The SGAT-A was administered to 30 Chinese university students (sex as assigned at birth: female = 70%). The median age was 21 years (min = 18; max = 30). Regarding the level of education, only one participant stated that they had not obtained a secondary school diploma, while 19 (63.3%) had reached a secondary school diploma (high school), and 10 (33.3%) had attended university up to a 3-year degree (Supplementary Table S8). Of the participants, 21 (69.9%) identified themselves in the man/woman binary gender identity among the 58 gender identity options, while the remaining 9 (about 30%) did not want to answer the question (Supplementary Table S9). According to the Kinsey Scale, 15 (50%) participants affirmed that they were exclusively heterosexual, 9 (30%) predominantly heterosexual but in some circumstances homosexual, one predominantly heterosexual but with a strong homosexual component, 4 (13.3%) essentially bisexual, and one exclusively homosexual.

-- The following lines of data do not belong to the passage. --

PR #233, opened 2026-07-17
Archive tier: always JuiceFS (local file-backed by default), JuiceFS-native local->S3 migration

andrewlaack:
Makes the app_archive storage tier always available so apps that request it install on any zone, and lets an operator later upgrade a zone to durable S3 with an in-product data migration.

Reworked per review (Zack): instead of forking the app-mount logic between a plain local directory and a JuiceFS-on-S3 mount, the archive tier is now ALWAYS a JuiceFS volume mounted at the same host path. Only JuiceFS's object storage differs by backend:

- local (the default): JuiceFS --storage file, objects live on local disk under persistent_data/app_archive_local_objects (backed up). Formatted + mounted at boot by attach_on_startup, so the tier is available with zero operator config.
- s3: JuiceFS --storage s3 against an operator-supplied bucket.

Because it's always the same mount, app containers always bind-mount the JuiceFS mountpoint; effective_archive_dir always returns it. All the local-vs-s3 branching, the bespoke per-file copy under podman unshare, ownership reproduction, and the short-copy verifier are gone.

Migration local -> s3 is now JuiceFS-native and provider-agnostic: quiesce archive-using apps (so no writes race the copy and nothing holds the mount open), juicefs sync the underlying objects into the bucket (--check-all verified; --no-https for http endpoints; AWS_* env creds), juicefs config re-points the same volume at S3 (metadata untouched, so every file/dir/mode/owner is preserved), remount, flip the DB row to s3, restart the apps, then reclaim the local object store. The same sync+config mechanism generalizes to migrating between two S3 providers. Fail-open: any failure before the DB flip leaves the volume reading from the intact local store and the backend at local; a state_message tells the operator to restart if the local remount couldn't complete.

Guarded behind an explicit confirm_migrate_local acknowledgement; the dashboard lists which apps' data will migrate. Install-time storage summary + durability notice retained. Docs (data.md, manifest_spec.md, creating_an_app.md), dashboard copy, and the systemd unit (juicefs umount -f, TimeoutStopSec) updated.

Tests: unit + API tests rewritten for the new model, plus a 61-case edge-case module; the e2e suite now seeds local archive data, asserts the confirm gate, migrates to a local MinIO, and verifies the pre-migration data survives byte-identical.

Verified end-to-end on live Hetzner instances (fresh, committed code, ansible-installed unit): local file-backed JuiceFS comes up at boot with zero config; full local -> S3 migration with archive apps running; pre-migration data survives byte-identical; post-migration writes flush to the bucket; local object store reclaimed. vet (opus + fable agentic, with and without history) clean after addressing findings; CI green (pre-commit, test, test-containers, e2e gcp + ec2).


andrewlaack:
received dm from zack about this. will update it to always use juicefs just the local one is a local s3 store.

The SGAT-A was administered to 779 adults. Sex as assigned at birth was female for 451 (57.9%) respondents and male for the remaining 328 (42.1%) respondents. The median age was 22 years (min = 16; max = 89). The majority were undergraduates (47.8%; 45.9% females) (Supplementary Table S10). Of the participants, 97.2% (98.6% females) identified themselves in the man/woman binary gender identity among the 58 gender identity options (Supplementary Table S11). According to the Kinsey Scale, 88.7% (86.7% females) affirmed that they were exclusively heterosexual, 1.2% (0.7% females, 1.8% males) were exclusively homosexual, and 2.1% (2.9% females) were bisexual. Moreover, 5.5% (6.9% females, 3.7% males) affirmed to be predominantly heterosexual but with occasional homosexual components.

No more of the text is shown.